Schlimmere Feinde noch, als die Menſchen es ſind, mögen die Tapire auch in den großen Katzen haben, welche mit ihnen dieſelbe Heimat bewohnen. Daß die amerikaniſchen Arten vom Ja- guar arg befehdet werden, verſichern alle Reiſenden; das Gleiche wird wohl vom Schabrackentapir hinſichtlich des Tigers anzunehmen ſein. Es wird erzählt, daß der Tapir, wenn der Jaguar ihm auf den Nacken ſpringe, ſich ſo eiligſt, als möglich in das verſchlungenſte Dickicht ſtürze, um den böſen Feind von ſich abzuſtreifen und daß er, da ſeine Haut die Krallen des Raubthieres kaum durchdringen laſſe, oft auch glücklich davon käme. Die Angabe dürfte nicht ſo unglaublich ſein, als ſie ſcheint; Schomburgk verſichert wenigſtens, daß er viele Tapire erlegt habe, welche bedeutende, von ihrem Zuſammentreffen mit den Katzen herrührende Narben an ſich trugen.

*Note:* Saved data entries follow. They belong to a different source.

PR #4593, opened 2021-09-22
net/local: add socket message control support 

anchao:
## Summary

net/local: add socket message control support 
net/local: bypass the message field to support SCM further
net/local: add local_peerconn helper
net/local: split the waiter node from lc_node
net/local: replace the listener list to global

Reference:
https://man.openbsd.org/CMSG_DATA.3
https://www.freebsd.org/cgi/man.cgi?query=CMSG_DATA&apropos=0&sektion=3&manpath=FreeBSD+11-current&format=html
https://man7.org/linux/man-pages/man3/cmsg.3.html

## Impact

N/A new feature

## Testing

test send/recv message with message control data

### DIFF
--- a/net/local/local_recvmsg.c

Jn wilden, ſteinigten Gebirgen Afrikas und Aſiens bemerkt man an manchen Orten ein gar reges Leben. Kaninchengroße Thiere, welche auf irgend einer Felsplatte oder auf einem Block ſich ſonnten, huſchen, erſchreckt durch die Ankunft eines Menſchen, mit affenähnlichem Schreien raſch an den Wänden dahin, verſchwinden in einer der unzähligen Klüfte und ſchauen dann neugierig und harmlos, wie ſie ſind, auf die ungewöhnliche Erſcheinung herab. Dies ſind die Klippſchliefer (Hyrax), die kleinſten aller jetzt lebenden Dickhäuter.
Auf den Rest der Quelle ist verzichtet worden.